▸ Exercise prompt: Check each line of the entries. Copy the ones that contain the string "waitUntilTrue".

Collected data entries
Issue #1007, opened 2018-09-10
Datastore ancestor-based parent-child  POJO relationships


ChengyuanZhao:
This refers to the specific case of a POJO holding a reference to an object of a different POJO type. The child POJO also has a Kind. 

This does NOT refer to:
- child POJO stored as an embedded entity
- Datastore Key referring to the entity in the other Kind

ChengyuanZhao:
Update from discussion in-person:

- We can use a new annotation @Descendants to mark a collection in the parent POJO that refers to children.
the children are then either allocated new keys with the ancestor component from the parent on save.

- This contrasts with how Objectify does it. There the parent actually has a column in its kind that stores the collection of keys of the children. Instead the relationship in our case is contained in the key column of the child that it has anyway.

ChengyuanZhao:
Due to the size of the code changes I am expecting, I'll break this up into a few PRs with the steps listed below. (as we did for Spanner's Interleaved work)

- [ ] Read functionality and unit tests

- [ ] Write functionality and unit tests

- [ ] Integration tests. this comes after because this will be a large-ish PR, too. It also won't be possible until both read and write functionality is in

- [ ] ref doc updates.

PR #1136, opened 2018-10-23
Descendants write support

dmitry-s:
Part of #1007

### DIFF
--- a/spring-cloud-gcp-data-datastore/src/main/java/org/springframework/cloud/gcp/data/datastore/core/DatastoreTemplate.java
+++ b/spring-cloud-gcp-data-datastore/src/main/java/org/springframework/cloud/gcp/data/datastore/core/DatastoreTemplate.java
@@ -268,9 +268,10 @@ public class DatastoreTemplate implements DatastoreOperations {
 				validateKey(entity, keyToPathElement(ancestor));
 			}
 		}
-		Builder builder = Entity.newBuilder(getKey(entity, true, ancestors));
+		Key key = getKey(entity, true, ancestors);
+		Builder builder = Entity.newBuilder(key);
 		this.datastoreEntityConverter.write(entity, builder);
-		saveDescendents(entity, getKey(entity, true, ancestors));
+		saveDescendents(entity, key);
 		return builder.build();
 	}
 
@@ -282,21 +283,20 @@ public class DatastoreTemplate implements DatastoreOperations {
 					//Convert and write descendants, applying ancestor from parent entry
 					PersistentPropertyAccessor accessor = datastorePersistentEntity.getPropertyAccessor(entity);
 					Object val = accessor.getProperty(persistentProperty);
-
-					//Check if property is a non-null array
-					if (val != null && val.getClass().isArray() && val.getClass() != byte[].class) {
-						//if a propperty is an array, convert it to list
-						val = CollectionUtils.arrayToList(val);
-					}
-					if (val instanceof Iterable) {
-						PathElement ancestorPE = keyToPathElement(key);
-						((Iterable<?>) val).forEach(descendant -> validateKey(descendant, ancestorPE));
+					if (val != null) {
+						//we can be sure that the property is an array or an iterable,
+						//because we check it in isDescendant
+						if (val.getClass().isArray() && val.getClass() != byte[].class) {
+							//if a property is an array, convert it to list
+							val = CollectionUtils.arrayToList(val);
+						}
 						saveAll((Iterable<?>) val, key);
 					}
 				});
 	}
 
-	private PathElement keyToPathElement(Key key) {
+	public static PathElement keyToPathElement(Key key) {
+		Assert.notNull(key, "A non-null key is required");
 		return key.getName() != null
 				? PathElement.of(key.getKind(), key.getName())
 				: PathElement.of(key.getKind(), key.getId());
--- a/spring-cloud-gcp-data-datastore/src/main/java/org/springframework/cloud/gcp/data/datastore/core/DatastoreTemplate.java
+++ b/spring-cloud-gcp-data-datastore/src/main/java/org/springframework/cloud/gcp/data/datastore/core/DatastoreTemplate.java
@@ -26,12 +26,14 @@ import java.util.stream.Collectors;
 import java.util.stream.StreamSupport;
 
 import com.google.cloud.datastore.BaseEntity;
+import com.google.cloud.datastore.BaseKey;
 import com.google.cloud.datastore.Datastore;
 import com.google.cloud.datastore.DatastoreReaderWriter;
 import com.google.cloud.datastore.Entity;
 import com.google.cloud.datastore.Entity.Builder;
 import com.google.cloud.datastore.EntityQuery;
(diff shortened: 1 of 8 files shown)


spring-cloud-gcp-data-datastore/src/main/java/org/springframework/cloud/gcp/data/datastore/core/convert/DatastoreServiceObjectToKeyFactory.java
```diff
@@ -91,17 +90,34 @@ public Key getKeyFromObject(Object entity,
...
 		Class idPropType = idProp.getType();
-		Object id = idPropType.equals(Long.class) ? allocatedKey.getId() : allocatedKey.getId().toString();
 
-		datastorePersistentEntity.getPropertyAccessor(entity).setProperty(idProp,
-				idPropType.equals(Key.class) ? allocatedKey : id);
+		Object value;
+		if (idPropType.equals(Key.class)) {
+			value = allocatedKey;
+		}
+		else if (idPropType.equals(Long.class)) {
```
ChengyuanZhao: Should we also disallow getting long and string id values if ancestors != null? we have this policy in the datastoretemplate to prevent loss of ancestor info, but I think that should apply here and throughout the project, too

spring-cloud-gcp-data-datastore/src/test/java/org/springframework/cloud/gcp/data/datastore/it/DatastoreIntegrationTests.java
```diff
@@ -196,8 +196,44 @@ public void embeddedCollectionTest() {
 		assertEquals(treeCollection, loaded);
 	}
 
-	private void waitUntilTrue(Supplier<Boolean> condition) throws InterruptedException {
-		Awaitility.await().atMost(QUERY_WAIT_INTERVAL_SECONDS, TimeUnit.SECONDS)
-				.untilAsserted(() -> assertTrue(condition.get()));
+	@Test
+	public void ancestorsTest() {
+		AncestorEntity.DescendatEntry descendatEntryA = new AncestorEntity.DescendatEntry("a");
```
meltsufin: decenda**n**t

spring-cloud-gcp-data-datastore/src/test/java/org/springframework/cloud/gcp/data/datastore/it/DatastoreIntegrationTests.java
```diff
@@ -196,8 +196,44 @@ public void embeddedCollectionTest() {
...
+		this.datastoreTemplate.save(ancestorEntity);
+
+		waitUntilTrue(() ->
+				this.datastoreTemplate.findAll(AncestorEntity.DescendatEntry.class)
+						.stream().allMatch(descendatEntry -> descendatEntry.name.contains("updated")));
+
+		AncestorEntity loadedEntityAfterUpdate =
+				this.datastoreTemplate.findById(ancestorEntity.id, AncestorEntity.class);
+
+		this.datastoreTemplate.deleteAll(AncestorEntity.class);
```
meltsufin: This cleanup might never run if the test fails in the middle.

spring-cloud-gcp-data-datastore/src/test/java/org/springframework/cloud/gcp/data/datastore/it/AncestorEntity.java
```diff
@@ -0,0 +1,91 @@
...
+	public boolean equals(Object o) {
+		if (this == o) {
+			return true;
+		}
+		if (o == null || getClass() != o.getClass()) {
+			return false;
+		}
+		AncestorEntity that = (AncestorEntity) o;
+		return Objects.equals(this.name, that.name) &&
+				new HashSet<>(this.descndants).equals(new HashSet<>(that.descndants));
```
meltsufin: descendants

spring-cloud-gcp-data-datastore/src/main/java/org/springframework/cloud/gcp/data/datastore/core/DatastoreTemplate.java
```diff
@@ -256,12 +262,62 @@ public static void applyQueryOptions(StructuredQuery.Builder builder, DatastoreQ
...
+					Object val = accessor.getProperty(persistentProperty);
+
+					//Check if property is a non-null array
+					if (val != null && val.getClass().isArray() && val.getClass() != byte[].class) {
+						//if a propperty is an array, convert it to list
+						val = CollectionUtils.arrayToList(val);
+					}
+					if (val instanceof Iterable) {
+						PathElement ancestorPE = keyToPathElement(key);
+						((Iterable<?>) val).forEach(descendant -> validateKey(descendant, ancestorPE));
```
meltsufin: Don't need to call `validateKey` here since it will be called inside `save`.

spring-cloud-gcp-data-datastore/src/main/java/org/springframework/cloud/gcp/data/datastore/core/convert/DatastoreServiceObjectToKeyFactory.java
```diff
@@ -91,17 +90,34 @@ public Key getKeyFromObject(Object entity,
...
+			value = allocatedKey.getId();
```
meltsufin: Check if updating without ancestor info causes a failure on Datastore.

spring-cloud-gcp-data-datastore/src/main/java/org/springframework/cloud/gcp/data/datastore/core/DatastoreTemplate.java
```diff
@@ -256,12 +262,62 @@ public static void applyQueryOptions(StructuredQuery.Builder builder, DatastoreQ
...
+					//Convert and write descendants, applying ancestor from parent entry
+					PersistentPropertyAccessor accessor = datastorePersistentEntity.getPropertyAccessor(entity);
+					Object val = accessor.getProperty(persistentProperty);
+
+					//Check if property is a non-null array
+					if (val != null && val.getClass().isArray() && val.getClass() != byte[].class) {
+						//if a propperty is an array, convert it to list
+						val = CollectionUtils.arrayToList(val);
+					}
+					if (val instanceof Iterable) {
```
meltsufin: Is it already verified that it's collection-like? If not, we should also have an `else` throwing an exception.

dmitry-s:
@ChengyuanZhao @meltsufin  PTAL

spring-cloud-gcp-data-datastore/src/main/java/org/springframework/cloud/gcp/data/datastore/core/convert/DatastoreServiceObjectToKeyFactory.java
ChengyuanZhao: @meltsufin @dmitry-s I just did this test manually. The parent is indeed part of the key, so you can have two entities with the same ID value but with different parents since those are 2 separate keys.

▸ Result of this exercise:
-	private void waitUntilTrue(Supplier<Boolean> condition) throws InterruptedException {
+		waitUntilTrue(() ->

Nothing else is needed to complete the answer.